Über die Bildinformationen im HMD steuert die Software die Bewegungen des Anwenders, und zwar in Abhängigkeit davon, wo er sich im realen Raum befindet und wohin er in der virtuellen Welt mutmasslich weitergeht. Der Laufpfad wird kontinuierlich so verändert, dass der Anwender nicht gegen echte Wände läuft.
So kann der Algorithmus den Anwender beim Abbiegen an einer Ecke dazu bringen, sich statt um 90 Grad nur um 70 oder gar um 135 Grad zu drehen. Dennoch hat er das Gefühl, eine 90-Grad-Drehung gemacht zu haben. Dies alles führt dazu, dass der Anwender im realen Raum einen gekrümmten Weg einschlägt, der sich vom virtuell zurückgelegten Pfad unterscheidet.
Nicht spürbare Redirektionsmethoden haben jedoch ihre Grenzen. Überschreitet man sie, würde dies vom Anwender bemerkt werden. Reicht eine unmerkliche Redirektion nicht mehr aus, um den Anwender im realen Raum zu halten, wird eine andere verwendet. Diese Methode bringt den Anwender dazu, sich um die eigene Achse zu drehen. Dazu blendet der Algorithmus beispielsweise einen Pfeil ein, in dessen Richtung man sich einmal drehen muss. Dies erlaubt es, die Rotation zu verstärken und damit den Anwender optimal im realen Raum auszurichten. Damit kann er auf derselben virtuellen Strecke ohne spürbare Unterbrechung weitergehen.

Häuser virtuell begehen

Sich in einer virtuellen Welt zu bewegen, mag spielerisch anmuten. Thomas Nescher sieht aber bereits Anwendungen für seine Arbeit. ReWaVE könnte für Architekten interessant sein, die damit ihre Entwürfe vor der realen Umsetzung virtuell begehen und so Schwachpunkte in ihren Plänen aufdecken können. Für Industrieunternehmen ist Neschers Software ebenfalls eine attraktive Möglichkeit, um geplante Produktionslinien virtuell zu testen, ehe sie diese bauen. Bis anhin haben solche Unternehmen in Lagerhallen Modelle von Fertigungsstrassen erstellt, um ergonomische, sicherheitstechnische oder zeitabhängige Aspekte zu untersuchen. Virtuelle Umgebungen könnten diese Modelle künftig ersetzen. Erste Firmen wie Daimler und Bosch sind bereits auf Neschers System aufmerksam geworden.
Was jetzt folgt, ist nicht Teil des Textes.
PR #1769, opened 2026-05-13
Support routing based on TLS client certificate presence/signer for mixed-auth endpoints on shared port

### LINKED ISSUE #1697: Support routing based on TLS client certificate presence/signer for mixed-auth endpoints on shared port
## Summary

When multiple products/endpoints share the same port with different authentication mechanisms (e.g., mTLS with one CA, mTLS with a different CA, or API keys with no client cert), the current TLS server configuration cannot handle them correctly.

## Problem

The `tls` binding's `mutual` option is a connection-level decision made before any routing occurs. If all products on a port use mTLS with the same CA, `mutual: required` works fine. But if there is a mix — some products using mTLS (possibly with different CAs) and others using API keys — then:

1. `mutual: required` cannot be used because API key clients have no client certificate.
2. `mutual: requested` would need to be used instead, making the cert optional.
3. After TLS handshake, routing would need to branch based on:
   - Whether a client certificate was presented at all.
   - Which CA signed the client certificate (to distinguish between different mTLS products).

Neither of these routing conditions is currently supported.

## Impact

The zilla-plus gateway schema for multi-product configurations on a shared port currently assumes all endpoints on that port use the same auth mechanism. Mixed mTLS/API-key auth on a shared port is a gap that cannot be bridged without this capability.

## Proposed Solution

Add support for routing guards/rules based on:
- Presence of a TLS client certificate (`tls.client.cert` present/absent)
- The issuer/signer of the TLS client certificate

This would allow `mutual: requested` at the TLS layer and then policy-driven routing per product based on cert attributes.

akrambek:
Fixes #1697


specs/binding-tls.spec/src/main/scripts/io/aklivity/zilla/specs/binding/tls/config/server.mutual.signer.routed.yaml
```diff
@@ -0,0 +1,140 @@
...
+            mutual: requested
+        routes:
+            - when:
+                - cert:
+                    signer:
+                      cn: serverca
+              exit: app0
+            - when:
+                - cert: false
+              exit: app1
```
jfallows, line 168: The TLS server has a `localhost` Server Certificate signed by the Server CA, and it also trusts Client Certificates signed by the Client CA. This Client CA has an alias `clientca` in the `server` vault.

This syntax and example is quite confusing because the route seems to be saying it matches any Client Certificate with a signer that has Common Name `serverca`, which seems to convey a Server CA.

I think we need to maintain the abstraction based on alias instead of unpacking the Common Name of the signer, so that we don't force config changes when the content of the vault changes such that the alias maps to a new CA with a different Common Name.

We can use `mutual: none` instead of the `cert` `false` to indicate no client certificate.

When `mutual:none`, then `trust` cannot be specified on the `route` `when` condition.
When `trust` is specified on the `route` `when` condition, then `mutual:required` is implied.
When condition does not support `mutual:requested` as a value to match on, that doesn't specify either outcome.

```suggestion
bindings:
    net0:
        type: tls
        kind: server
        vault: server
        options:
            keys:
                - localhost
            trust:
                - clientca
            mutual: requested
        routes:
            - when:
                - trust:
                      - clientca
                  mutual: required     # implied when trust is present, can be omitted
              exit: app1
            - when:
                - mutual: none         # implies `trust` must not be present
              exit: app0
```

jfallows (changes requested):

runtime/engine/src/main/java/io/aklivity/zilla/runtime/engine/vault/VaultHandler.java
```diff
@@ -78,4 +80,24 @@ KeyManagerFactory initSigners(
...
+     *
+     * @param certRefs  list of vault entry names identifying the trusted certificates to resolve
+     * @return a map from resolved alias to the corresponding X.509 certificate, or {@code null}
+     *         if no aliases could be resolved
+     */
+    default Map<String, X509Certificate> resolveTrust(
+        List<String> certRefs)
+    {
+        return null;
+    }
```
jfallows: I'd like us to try to solve this without changing the VaultHandler abstraction if possible.
See comments below.

runtime/binding-tls/src/main/java/io/aklivity/zilla/runtime/binding/tls/internal/stream/TlsServerFactory.java
```diff
@@ -1683,7 +1683,27 @@ private void onDecodeHandshakeFinished(
...
+                }
+            }
+            catch (SSLPeerUnverifiedException ex)
+            {
+                // no client cert presented under mutual: requested
+            }
+
+            final TlsRouteConfig route = binding != null
+                ? binding.resolve(authorization, tlsHostname, tlsProtocol, port, clientCertPresent, clientCertTrustAliases)
+                : null;
```
jfallows: The current VaultHandler abstract maps from aliases to `TrustManagerFactory` which we use to configure the SSLEngine.

Once that handshake completes successfully, we then want to know if we trust the client certificate to follow a specific route.

I _think_ we can do that by creating a different TrustManagerFactory instance (via the VaultHandler) per route, for just the trusted aliases on that route. Then we can assess if the client certificate is trusted by using the TrustManager[] for that route, iterating over it to find the X509TrustManager instances, and checking if the client is trusted, if so follow the route.
For the `mutual:none` case, we just need to check that the client did _not_ present a peer certificate chain.

So in terms of APIs, we can probably just pass the client certificate chain to binding.resolve(...) and let it figure out which routes are valid using the TrustManagerFactory for the trusted routes (mutual:required), and verifying no client certificate chain for the mutual:none routes.

jfallows (changes requested):

runtime/binding-tls/src/main/java/io/aklivity/zilla/runtime/binding/tls/internal/stream/TlsServerFactory.java
```diff
@@ -1682,8 +1682,20 @@ private void onDecodeHandshakeFinished(
...
 
+            Certificate[] clientCerts = null;
+            try
+            {
+                clientCerts = tlsSession.getPeerCertificates();
+            }
+            catch (SSLPeerUnverifiedException ex)
+            {
+                // no client cert presented under mutual: requested
+            }
```
jfallows: Lets move this to a static method to reduce the noise here regarding handling of the exception.

runtime/binding-tls/src/test/java/io/aklivity/zilla/runtime/binding/tls/internal/streams/ServerIT.java
```diff
@@ -299,6 +300,26 @@ public void shouldRequestMutualAuthentication() throws Exception
...
+    @Test
+    @Configuration("server.mutual.signer.routed.yaml")
+    @Specification({
+        "${net}/server.mutual.cert.absent/client",
+        "${app}/server.mutual.cert.absent/server"})
+    public void shouldRouteWhenClientCertAbsent() throws Exception
+    {
+        k3po.finish();
+    }
+
```
jfallows, line 322: Let's also add a negative test, where the client certificate is not one of the trusted aliases, so even though the TLS handshake succeeds, we reject because there is no valid route.

jfallows (changes requested):

runtime/binding-tls/src/main/java/io/aklivity/zilla/runtime/binding/tls/internal/stream/TlsServerFactory.java
jfallows: Also, let's only attempt to get the peer certificates if the options mutual is _not_ `none`, i.e. if it is `required` or `requested`. This will avoid triggering a predictable exception in the common case when mutual TLS is not configured.

runtime/binding-tls/src/main/java/io/aklivity/zilla/runtime/binding/tls/internal/stream/TlsServerFactory.java
```diff
@@ -2408,6 +2402,25 @@ private static Optional<TlsServer.TlsStream> nullIfClosed(
         return TlsState.closed(state) ? NULL_STREAM : stream;
     }
 
+    private static Certificate[] peerCertificates(
```
jfallows: Rename to `clientCertificates` and move private static method after private non-static methods.

specs/binding-tls.spec/src/main/scripts/io/aklivity/zilla/specs/binding/tls/streams/network/server.mutual.signer.untrusted/client.rpt
```diff
@@ -0,0 +1,30 @@
+#
```
jfallows, line 1: This should have a peer script, and a corresponding spec IT method.

jfallows (changes requested):

jfallows (approved):

PR #1773, opened 2026-05-16
feat(binding-mcp): emit Alt-Svc response header from server

### LINKED ISSUE #1770: binding-mcp server: emit Alt-Svc header advertising engine service hostname
## Overview

Add support for emitting the HTTP `Alt-Svc` response header from `binding-mcp` server. The advertised authority comes from the engine `Configuration` service hostname. Clients that honor Alt-Svc cache the alternative authority and direct subsequent requests for the same origin to it.

## Motivation

`Alt-Svc` (RFC 7838) is a standard HTTP mechanism for an origin to advertise an alternative service endpoint that clients may use for subsequent requests. Typical use:

- Clients reach the origin through an intermediary (load balancer, ingress, service mesh, etc.).
- Origin responds with `Alt-Svc: h2="<service-hostname>:<port>"; ma=<seconds>`.
- HTTP/2-capable clients cache the alternative and connect to it directly for subsequent requests, bypassing the intermediary.

For zilla deployments where the gateway has a stable, externally-resolvable service hostname distinct from whatever intermediary fronts it (k8s headless service per pod, dedicated DNS per gateway instance, direct DNS records, etc.), this provides a no-cost optimization for clients that honor the standard.

`Alt-Svc` is a hint — clients are free to ignore it — so emitting it has no correctness impact and no downside for clients that don't implement it. The TLS certificate, URL, and origin authority are unchanged from the client's perspective; only the underlying TCP/DNS routing shifts.

### Configuration

The advertised authority is sourced from engine `Configuration`. Approximate shape (refine to existing zilla conventions):

```properties
zilla.engine.service.hostname=<host>
zilla.engine.service.port=<port>
```

If the service hostname is unset, `Alt-Svc` emission is skipped (no header added to responses).

### Emission

On HTTP responses emitted by `binding-mcp` server, include:

```
Alt-Svc: h2="<configured hostname>:<configured port>"; ma=<configured TTL>
```

Where `ma` (max-age, in seconds) is a configurable TTL with a reasonable default (e.g. 24 hours, matching common HTTP/2 server implementations).

If the request arrived at the same authority that would be advertised (i.e. the client is already on the direct path), emission may be skipped as a small optimization.

## Implementation surface

- Read engine service hostname and port from `Configuration` at binding init.
- Construct the `Alt-Svc` value (one-time at init, or per-response if dynamic).
- Insert the header in the response builder path of `binding-mcp` server.
- Configuration option (optional): `ma` value, with a sensible default.

## Acceptance criteria

- [ ] `binding-mcp` server emits `Alt-Svc` header on responses when engine service hostname is configured.
- [ ] When engine service hostname is unset, no `Alt-Svc` header is emitted.
- [ ] `ma` value is configurable with a documented default.
- [ ] Test: response includes `Alt-Svc` with the configured hostname and port.
- [ ] Test: with engine service hostname unset, no `Alt-Svc` header in response.
- [ ] Test (optional): when request authority matches the configured service hostname, `Alt-Svc` is skipped.

jfallows:
## Summary

- Adds RFC 7838 `Alt-Svc` response header emission to `binding-mcp` server. The binding emits a placeholder authority that `binding-http` (already merged via #1775) translates to the wire-level ALPN protocol id, service host, and physical port.
- New binding-mcp config:
  - `zilla.binding.mcp.alt.svc.enabled` (boolean) — per-binding opt-in. Default is driven from the presence of engine `zilla.engine.service.hostname` so operators get sensible behaviour out of the box, and individual bindings can override.
  - `zilla.binding.mcp.alt.svc.max.age` (Duration, default `PT24H`) — the `ma` TTL.
- Adds a `headerMissing()` matcher to `binding-http.spec` `HttpFunctions` so spec scripts can actively assert header absence.

## Emitted value

When enabled, binding-mcp emits per response:

```
Alt-Svc: http=":<logical-port>"; ma=<seconds>
```

The port is taken from the request's `:authority`. Example, for `:authority = localhost:8080`:

```
Alt-Svc: http=":8080"; ma=86400
```

`http=` is a placeholder ALPN identifier; the empty host and the logical port are placeholders for the service host and physical port respectively. `binding-http` (#1775) substitutes these before the header reaches the wire — turning the placeholder into e.g. `h2="backend.example.com:8443"; ma=86400` or `http%2F1.1="..."; ma=...` based on the active request's protocol and the engine's configured service host / `ProxyBeginEx.destination.port`.

## Notes

- The 13 response-begin sites in `McpServerFactory` go through a small `applyAltSvc(builder, altSvc)` helper that no-ops when `altSvc` is `null`.
- `altSvc` is computed once per request in `newStream` (uses the request's `:authority`) and passed into each handler constructor (`McpServer`, `McpAuthCallbackHandler`, `McpShutdownHandler`, `McpEventStream`); `McpRequestStream` reaches `server.altSvc` from its enclosing `McpServer`.
- The existing `lifecycle.initialize` scripts now actively assert `alt-svc` is absent via `.headerMissing("alt-svc")` — so `shouldInitializeLifecycle` doubles as the negative-case IT. New `lifecycle.initialize.alt.svc` scripts cover the positive case with `@Configure(MCP_ALT_SVC_ENABLED_NAME, "true")`.

## Test plan

- [x] `McpConfigurationTest` extended for the two new binding-mcp property name constants.
- [x] `HttpFunctionsTest`: two new tests for `headerMissing()` (match + fail-when-present).
- [x] `binding-mcp` ITs (`McpServerIT`): `shouldInitializeLifecycle` (no Alt-Svc, asserted absent) + new `shouldInitializeLifecycleAltSvc` (Alt-Svc placeholder present). 142 tests pass.
- [x] `binding-mcp.spec` peer-to-peer ITs (`NetworkIT` / `ApplicationIT`): new `shouldInitializeLifecycleAltSvc` in both. 113 tests pass.
- [x] `binding-http.spec` coverage met after adding `headerMissing` tests.
- [x] `./mvnw checkstyle:check` passes on all touched modules.

Closes #1770. The translator side already landed in #1775.

### DIFF
--- a/runtime/binding-mcp/src/main/java/io/aklivity/zilla/runtime/binding/mcp/internal/stream/McpServerFactory.java
+++ b/runtime/binding-mcp/src/main/java/io/aklivity/zilla/runtime/binding/mcp/internal/stream/McpServerFactory.java
@@ -98,6 +98,7 @@ public final class McpServerFactory implements McpStreamFactory
     private static final String HTTP_HEADER_SESSION = "mcp-session-id";
     private static final String HTTP_HEADER_STATUS = ":status";
     private static final String HTTP_HEADER_CONTENT_TYPE = "content-type";
+    private static final String HTTP_HEADER_ALT_SVC = "alt-svc";
     private static final String HTTP_HEADER_ACCEPT = "accept";
     private static final String HTTP_HEADER_LAST_EVENT_ID = "last-event-id";
     private static final String CONTENT_TYPE_JSON = "application/json";
@@ -187,6 +188,8 @@ public final class McpServerFactory implements McpStreamFactory
     private final Supplier<String> supplyElicitationId;
     private final String serverName;
     private final String serverVersion;
+    private final boolean altSvcEnabled;
+    private final long altSvcMaxAgeSeconds;
     private final long inactivityTimeoutMillis;
     private final long sseKeepaliveIntervalMillis;
     private final Signaler signaler;
@@ -245,6 +248,8 @@ public final class McpServerFactory implements McpStreamFactory
         this.supplyElicitationId = config.elicitationIdSupplier();
         this.serverName = config.serverName();
         this.serverVersion = config.serverVersion();
+        this.altSvcEnabled = config.altSvcEnabled();
+        this.altSvcMaxAgeSeconds = config.altSvcMaxAge().toSeconds();
         this.inactivityTimeoutMillis = config.inactivityTimeout().toMillis();
         this.sseKeepaliveIntervalMillis = config.sseKeepaliveInterval().toMillis();
         this.signaler = context.signaler();
@@ -351,6 +356,12 @@ public final class McpServerFactory implements McpStreamFactory
                 .map(h -> h.value().asString())
                 .orElseGet(() -> extractSessionIdFromState(path));
 
+            final String authority = Optional.ofNullable(httpBeginEx.headers()
+                    .matchFirst(h -> HTTP_HEADER_AUTHORITY.equals(h.name().asString())))
+                .map(h -> h.value().asString())
+                .orElse(null);
+            final String altSvc = buildAltSvc(authority);
+
             if (sessionId != null && !isSessionIdAligned(resolvedId, sessionId))
             {
                 newStream = new McpRedirectHandler(
@@ -383,7 +394,8 @@ public final class McpServerFactory implements McpStreamFactory
                         initialId,
                         resolvedId,
                         session,
-                        redirectURI)::onNetMessage;
+                        redirectURI,
+                        altSvc)::onNetMessage;
                 }
                 break;
             case "GET":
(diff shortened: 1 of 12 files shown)


runtime/binding-mcp/src/main/java/io/aklivity/zilla/runtime/binding/mcp/internal/stream/McpServerFactory.java
```diff
@@ -4467,6 +4490,30 @@ private MessageConsumer newStream(
...
+        return result;
+    }
+
+    private HttpBeginExFW.Builder applyAltSvc(
+        HttpBeginExFW.Builder builder,
+        String altSvc)
+    {
+        if (altSvc != null)
+        {
+            builder.headersItem(h -> h.name(HTTP_HEADER_ALT_SVC).value(altSvc));
```
jfallows: Use `builder.inject(...)` with method reference at call site, passing only the builder and using field state in method implementation, instead of wrapping.

specs/binding-http.spec/src/main/java/io/aklivity/zilla/specs/binding/http/internal/HttpFunctions.java
```diff
@@ -388,7 +398,8 @@ private HttpBeginExFW match(
             if (beginEx != null &&
                 matchCompositeId(beginEx) &&
                 matchTypeId(beginEx) &&
-                matchHeaders(beginEx))
+                matchHeaders(beginEx) &&
+                matchMissingHeaders(beginEx))
```
jfallows:
```suggestion
                matchHeadersMissing(beginEx))
```

runtime/binding-mcp/src/main/java/io/aklivity/zilla/runtime/binding/mcp/internal/stream/McpServerFactory.java
```diff
@@ -1278,6 +1291,16 @@ private McpServer(
             this.decoder = decodeJsonRpc;
             this.initialMax = decodeMax;
             this.redirectURI = redirectURI;
+            this.altSvc = altSvc;
+        }
+
+        private void applyAltSvc(
```
```suggestion
        private void injectAltSvc(
```

Also move to end of (inner) class as it is a utility method.
Same feedback for `applyAltSvc` method on other inner classes.

PR #1786, opened 2026-05-21
fix(binding-kafka): immediate retry metadata refresh

ankitk-me:


runtime/binding-kafka/src/main/java/io/aklivity/zilla/runtime/binding/kafka/internal/stream/KafkaClientProduceFactory.java
```diff
@@ -2260,6 +2266,23 @@ private void onDecodeProducePartition(
...
                     break;
+                case ERROR_LEADER_NOT_AVAILABLE:
+                case ERROR_NOT_LEADER_FOR_PARTITION:
+                case ERROR_KAFKA_STORAGE_ERROR:
+                {
+                    final LongConsumer metaFlushSignal = clientRoute.metaFlushSignal;
+                    if (metaFlushSignal != null)
+                    {
+                        metaFlushSignal.accept(traceId);
+                    }
```
jfallows: Perhaps it would be simpler to have clientRoute.metaFlushSignal be a no-op instead of null when not set, then just always call it unconditionally instead of testing for null each time.

runtime/binding-kafka/src/main/java/io/aklivity/zilla/runtime/binding/kafka/internal/KafkaBindingContext.java
```diff
@@ -55,7 +55,7 @@ final class KafkaBindingContext implements BindingContext
         Map<KindConfig, KafkaStreamFactory> factories = new EnumMap<>(KindConfig.class);
         factories.put(CLIENT, new KafkaClientFactory(config, context, this::supplyClientRoute));
         factories.put(CACHE_SERVER, new KafkaCacheServerFactory(config, context, supplyCache,
-            this::supplyCacheRoute));
+            this::supplyCacheRoute, this::supplyClientRoute));
```
jfallows: Why does cache server need client route?

I don't think we can require this as they could be on different workers as they are different bindings in the pipeline.

In general, client-to-client coordination is okay, i.e. in the same kafka client factory, and cache-server-to-cache-server is also okay, i.e. in the same kafka cache server factory, but coordination across factories is outside the abstraction and also not thread safe.

runtime/binding-kafka/src/main/java/io/aklivity/zilla/runtime/binding/kafka/internal/stream/KafkaClientRoute.java
```diff
@@ -28,6 +30,7 @@ public final class KafkaClientRoute
     public final Int2ObjectHashMap<Int2IntHashMap> partitions;
 
     public volatile long metaInitialId;
+    public volatile LongConsumer metaFlushSignal;
```
jfallows: I'd prefer we avoid the term `signal` here, as it already has a defined meaning.

runtime/binding-kafka/src/main/java/io/aklivity/zilla/runtime/binding/kafka/internal/stream/KafkaCacheServerMetaFactory.java
```diff
@@ -0,0 +1,1172 @@
...
+        {
+            if (!KafkaState.initialOpened(state))
+            {
+                this.reconnectAttempt = 0;
+
+                final long traceId = window.traceId();
+
+                state = KafkaState.openedInitial(state);
+
+                clientRoute.metaFlushSignal = this::doMetaFanoutFlushIfNecessary;
```
jfallows: This cross-pollination from client to cache should be removed, as mentioned in other feedback.

This is triggering a FLUSH back to the meta client anyway, so the reaction can instead be fully self-contained there with the same effect.

jfallows (changes requested):

runtime/binding-kafka/src/main/java/io/aklivity/zilla/runtime/binding/kafka/internal/stream/KafkaClientFetchFactory.java
```diff
@@ -3223,6 +3230,8 @@ private void cleanupNetwork(
                 doNetworkResetIfNecessary(traceId);
                 doNetworkAbortIfNecessary(traceId);
 
+                clientRoute.metaFlush.accept(traceId);
+
```
jfallows: Why do we need this for transaction abort?

runtime/binding-kafka/src/main/java/io/aklivity/zilla/runtime/binding/kafka/internal/stream/KafkaCacheClientProduceFactory.java
```diff
@@ -898,7 +900,10 @@ private void onClientFanInitialReset(
             final int error = kafkaResetEx != null ? kafkaResetEx.error() : UNKNOWN_ERROR;
             doClientFanReplyResetIfNecessary(traceId);
 
-            if (reconnectDelay != 0 && !members.isEmpty() && error == ERROR_NOT_LEADER_FOR_PARTITION)
+            if (reconnectDelay != 0 && !members.isEmpty() &&
+                (error == ERROR_LEADER_NOT_AVAILABLE ||
+                 error == ERROR_NOT_LEADER_FOR_PARTITION ||
+                 error == ERROR_KAFKA_STORAGE_ERROR))
```
jfallows: What governs which errors trigger reconnect, i.e. for "recoverable" errors only?

If so, then perhaps we should model an enum of error codes and whether or not they are recoverable, handling unknown errors as a catchall, not recoverable?

jfallows (changes requested):
When this is working, then we need a final pass to provide exponential backoff so we get quick recovery for network blips but no rapid polling for longer distruptions.

runtime/binding-kafka/src/main/java/io/aklivity/zilla/runtime/binding/kafka/internal/stream/KafkaCacheClientMetaFactory.java
jfallows, line 1: This file used to be one implementation shared by cache client and cache server, but now it is split to add reconnect logic primarily on one side.
Do we want that on the client side, or catch it earlier on the server side to minimize impact?
For example, if we get an error and it propagates meta cache server to meta cache client, then all the meta cache clients now need to reconnect, versus just the meta cache server needing to reconnect.
Are the implementations actually different across meta cache client and meta cache server?

runtime/binding-kafka/src/test/java/io/aklivity/zilla/runtime/binding/kafka/internal/stream/ClientFetchIT.java
```diff
@@ -147,16 +147,6 @@ public void shouldRejectOffsetNotAvailable() throws Exception
...
-    @Test
-    @Configuration("client.when.topic.yaml")
-    @Specification({
-        "${app}/partition.not.leader/client",
-        "${net}/broker.not.available/server"})
-    public void shouldRejectBrokerNotAvailable() throws Exception
-    {
-        k3po.finish();
-    }
-
```
jfallows: Is this the change of behavior that fixes the underlying bug?

jfallows (changes requested):

runtime/binding-kafka/src/test/java/io/aklivity/zilla/runtime/binding/kafka/internal/stream/ClientFetchIT.java
ankitk-me: I added this scenario as part of this PR, but latest reviewed that this error is not `RETRIABLE` so remove it. 

```
BROKER_NOT_AVAILABLE	8	False	The broker is not available.
```

jfallows (approved):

Noch ist die Entwicklung von ReWaVE nicht abgeschlossen. In Kürze werden die Beine und Arme des Anwenders in die virtuelle Welt integriert werden, sodass er diese beim Gehen sehen kann. Neschers Nachfolger am ICVR/IWF, der Doktorand Markus Zank, wird die Arbeit an diesem System weiterführen. Zank hat während seiner Masterarbeit daran gearbeitet, passende Schrittgeräusche wie das Knirschen von Kies in die virtuelle Welt zu integrieren, um den Eindruck echten Gehens zu verstärken. In Zukunft wird weitere Grundlagenforschung notwendig sein, um zu untersuchen, wie menschliches Laufverhalten besser vorausgesagt werden kann. Das soll eine noch bessere Planung der Redirektion ermöglichen.